• **THE TASK**:
Present each line of the entries below that holds the word "language".

Dataset entries:
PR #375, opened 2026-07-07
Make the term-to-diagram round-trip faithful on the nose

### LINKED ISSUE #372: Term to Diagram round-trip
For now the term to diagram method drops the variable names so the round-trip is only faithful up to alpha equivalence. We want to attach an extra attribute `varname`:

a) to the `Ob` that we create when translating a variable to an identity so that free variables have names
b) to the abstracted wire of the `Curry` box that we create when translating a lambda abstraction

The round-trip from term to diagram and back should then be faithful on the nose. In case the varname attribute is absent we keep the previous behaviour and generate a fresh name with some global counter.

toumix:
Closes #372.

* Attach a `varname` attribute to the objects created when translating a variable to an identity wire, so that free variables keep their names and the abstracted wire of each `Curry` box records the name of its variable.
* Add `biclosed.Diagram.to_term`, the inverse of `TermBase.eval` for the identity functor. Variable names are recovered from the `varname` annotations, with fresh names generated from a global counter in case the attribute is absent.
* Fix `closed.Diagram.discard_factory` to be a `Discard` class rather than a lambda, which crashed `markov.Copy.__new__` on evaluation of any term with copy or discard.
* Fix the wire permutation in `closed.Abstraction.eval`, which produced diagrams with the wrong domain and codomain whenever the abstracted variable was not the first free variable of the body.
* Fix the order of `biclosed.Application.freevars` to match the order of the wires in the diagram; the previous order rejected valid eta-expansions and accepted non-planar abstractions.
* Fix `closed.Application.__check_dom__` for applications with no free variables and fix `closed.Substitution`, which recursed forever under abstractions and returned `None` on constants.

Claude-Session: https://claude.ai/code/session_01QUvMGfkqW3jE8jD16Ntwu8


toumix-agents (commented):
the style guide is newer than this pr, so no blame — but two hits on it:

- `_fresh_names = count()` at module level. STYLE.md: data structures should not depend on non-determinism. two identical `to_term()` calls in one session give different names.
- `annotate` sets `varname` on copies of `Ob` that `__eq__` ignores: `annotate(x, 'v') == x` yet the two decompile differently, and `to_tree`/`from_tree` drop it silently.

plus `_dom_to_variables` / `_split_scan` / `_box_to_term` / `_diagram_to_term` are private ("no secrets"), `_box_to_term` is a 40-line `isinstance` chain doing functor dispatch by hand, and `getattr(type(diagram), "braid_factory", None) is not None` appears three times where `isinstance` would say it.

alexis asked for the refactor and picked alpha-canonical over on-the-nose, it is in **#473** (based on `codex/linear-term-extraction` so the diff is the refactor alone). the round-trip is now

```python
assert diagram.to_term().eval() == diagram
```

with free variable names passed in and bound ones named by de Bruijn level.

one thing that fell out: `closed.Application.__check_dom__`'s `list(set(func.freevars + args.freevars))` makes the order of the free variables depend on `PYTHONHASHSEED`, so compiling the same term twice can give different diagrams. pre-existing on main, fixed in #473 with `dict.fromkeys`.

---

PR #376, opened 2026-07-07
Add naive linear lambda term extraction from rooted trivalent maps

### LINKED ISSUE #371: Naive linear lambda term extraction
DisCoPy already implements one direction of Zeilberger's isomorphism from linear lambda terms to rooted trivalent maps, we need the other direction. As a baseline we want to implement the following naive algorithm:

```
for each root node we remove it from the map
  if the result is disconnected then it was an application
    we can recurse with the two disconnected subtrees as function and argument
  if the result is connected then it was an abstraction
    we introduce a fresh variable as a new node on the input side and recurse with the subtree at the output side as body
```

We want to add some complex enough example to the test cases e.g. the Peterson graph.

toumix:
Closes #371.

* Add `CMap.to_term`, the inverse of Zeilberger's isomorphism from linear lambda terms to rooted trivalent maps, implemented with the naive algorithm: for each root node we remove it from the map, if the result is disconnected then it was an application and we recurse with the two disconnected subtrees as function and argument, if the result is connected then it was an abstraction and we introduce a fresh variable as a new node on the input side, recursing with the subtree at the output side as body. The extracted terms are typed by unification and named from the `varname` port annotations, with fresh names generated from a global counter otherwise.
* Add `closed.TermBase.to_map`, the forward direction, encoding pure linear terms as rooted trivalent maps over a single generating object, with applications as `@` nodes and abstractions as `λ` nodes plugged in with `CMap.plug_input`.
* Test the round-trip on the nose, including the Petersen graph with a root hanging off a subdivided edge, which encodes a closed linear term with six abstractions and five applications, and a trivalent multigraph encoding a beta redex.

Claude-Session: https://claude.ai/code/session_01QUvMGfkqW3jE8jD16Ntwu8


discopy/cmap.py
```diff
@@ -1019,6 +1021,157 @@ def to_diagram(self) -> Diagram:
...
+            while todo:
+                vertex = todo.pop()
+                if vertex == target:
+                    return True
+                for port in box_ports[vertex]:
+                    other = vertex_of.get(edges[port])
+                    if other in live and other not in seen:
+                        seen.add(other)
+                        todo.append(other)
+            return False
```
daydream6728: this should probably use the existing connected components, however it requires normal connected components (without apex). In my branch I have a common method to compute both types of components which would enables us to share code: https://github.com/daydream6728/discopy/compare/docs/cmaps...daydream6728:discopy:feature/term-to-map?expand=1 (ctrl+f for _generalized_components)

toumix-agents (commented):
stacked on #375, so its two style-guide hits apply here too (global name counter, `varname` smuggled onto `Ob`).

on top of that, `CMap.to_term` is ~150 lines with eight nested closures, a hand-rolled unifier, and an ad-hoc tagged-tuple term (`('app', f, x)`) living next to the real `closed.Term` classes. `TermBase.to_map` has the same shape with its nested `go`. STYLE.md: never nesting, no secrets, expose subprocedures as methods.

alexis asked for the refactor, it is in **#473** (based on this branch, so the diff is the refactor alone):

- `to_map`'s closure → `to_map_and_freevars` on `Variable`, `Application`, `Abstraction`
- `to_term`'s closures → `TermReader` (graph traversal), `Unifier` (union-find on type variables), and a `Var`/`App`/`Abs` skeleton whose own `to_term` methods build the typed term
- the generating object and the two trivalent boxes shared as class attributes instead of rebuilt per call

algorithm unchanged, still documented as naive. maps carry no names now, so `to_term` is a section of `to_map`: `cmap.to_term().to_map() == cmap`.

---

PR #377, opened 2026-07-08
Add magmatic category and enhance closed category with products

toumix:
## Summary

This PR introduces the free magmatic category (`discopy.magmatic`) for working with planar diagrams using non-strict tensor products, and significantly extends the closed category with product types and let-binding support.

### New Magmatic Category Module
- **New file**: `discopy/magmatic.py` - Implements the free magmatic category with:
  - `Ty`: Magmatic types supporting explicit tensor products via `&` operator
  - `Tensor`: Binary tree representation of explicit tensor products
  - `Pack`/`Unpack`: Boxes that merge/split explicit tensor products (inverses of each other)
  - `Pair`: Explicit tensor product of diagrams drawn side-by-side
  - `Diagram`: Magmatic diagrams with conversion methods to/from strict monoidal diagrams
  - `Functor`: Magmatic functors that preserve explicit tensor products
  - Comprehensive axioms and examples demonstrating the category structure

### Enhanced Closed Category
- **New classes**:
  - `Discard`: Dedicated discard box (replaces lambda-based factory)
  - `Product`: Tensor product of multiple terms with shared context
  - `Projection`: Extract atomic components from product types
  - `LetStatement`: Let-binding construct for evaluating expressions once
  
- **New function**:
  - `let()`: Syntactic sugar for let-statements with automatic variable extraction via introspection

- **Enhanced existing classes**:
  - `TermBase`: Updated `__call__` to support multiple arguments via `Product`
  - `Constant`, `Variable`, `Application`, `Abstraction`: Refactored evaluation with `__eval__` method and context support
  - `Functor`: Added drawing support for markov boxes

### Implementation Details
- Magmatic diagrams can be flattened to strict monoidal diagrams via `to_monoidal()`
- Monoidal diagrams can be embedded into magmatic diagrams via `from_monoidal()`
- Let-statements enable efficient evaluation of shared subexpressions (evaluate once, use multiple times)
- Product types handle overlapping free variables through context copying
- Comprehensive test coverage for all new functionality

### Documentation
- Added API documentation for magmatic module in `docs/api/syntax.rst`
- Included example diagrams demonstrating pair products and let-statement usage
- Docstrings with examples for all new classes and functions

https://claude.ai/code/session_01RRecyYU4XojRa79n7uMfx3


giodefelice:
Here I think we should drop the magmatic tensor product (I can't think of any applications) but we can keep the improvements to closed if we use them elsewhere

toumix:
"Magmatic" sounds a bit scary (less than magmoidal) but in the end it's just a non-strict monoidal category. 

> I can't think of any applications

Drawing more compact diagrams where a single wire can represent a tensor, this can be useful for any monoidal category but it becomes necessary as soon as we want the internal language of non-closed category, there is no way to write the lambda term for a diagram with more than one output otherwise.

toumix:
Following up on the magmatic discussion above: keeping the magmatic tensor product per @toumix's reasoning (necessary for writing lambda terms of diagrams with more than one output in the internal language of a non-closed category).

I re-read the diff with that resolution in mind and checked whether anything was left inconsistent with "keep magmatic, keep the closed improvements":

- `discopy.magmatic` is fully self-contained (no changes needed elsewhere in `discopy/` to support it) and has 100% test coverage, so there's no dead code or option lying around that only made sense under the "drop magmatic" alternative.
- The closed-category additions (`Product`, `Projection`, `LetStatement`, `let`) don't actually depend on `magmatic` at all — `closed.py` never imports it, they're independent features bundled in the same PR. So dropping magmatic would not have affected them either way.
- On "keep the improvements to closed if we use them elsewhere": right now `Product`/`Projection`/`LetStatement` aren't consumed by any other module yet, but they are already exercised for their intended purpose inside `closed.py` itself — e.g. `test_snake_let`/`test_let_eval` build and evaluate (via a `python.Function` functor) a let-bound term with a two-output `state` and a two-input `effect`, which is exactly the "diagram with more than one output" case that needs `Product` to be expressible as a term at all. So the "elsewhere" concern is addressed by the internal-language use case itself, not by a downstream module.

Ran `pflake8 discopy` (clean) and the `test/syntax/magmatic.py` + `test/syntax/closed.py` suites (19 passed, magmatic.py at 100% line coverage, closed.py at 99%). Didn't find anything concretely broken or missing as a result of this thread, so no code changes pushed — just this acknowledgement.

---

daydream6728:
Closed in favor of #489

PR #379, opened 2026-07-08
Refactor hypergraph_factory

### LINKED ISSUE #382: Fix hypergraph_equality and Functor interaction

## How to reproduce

• **EXERCISE RESPONSE**:
Drawing more compact diagrams where a single wire can represent a tensor, this can be useful for any monoidal category but it becomes necessary as soon as we want the internal language of non-closed category, there is no way to write the lambda term for a diagram with more than one output otherwise.
Following up on the magmatic discussion above: keeping the magmatic tensor product per @toumix's reasoning (necessary for writing lambda terms of diagrams with more than one output in the internal language of a non-closed category).
- On "keep the improvements to closed if we use them elsewhere": right now `Product`/`Projection`/`LetStatement` aren't consumed by any other module yet, but they are already exercised for their intended purpose inside `closed.py` itself — e.g. `test_snake_let`/`test_let_eval` build and evaluate (via a `python.Function` functor) a let-bound term with a two-output `state` and a two-input `effect`, which is exactly the "diagram with more than one output" case that needs `Product` to be expressible as a term at all. So the "elsewhere" concern is addressed by the internal-language use case itself, not by a downstream module.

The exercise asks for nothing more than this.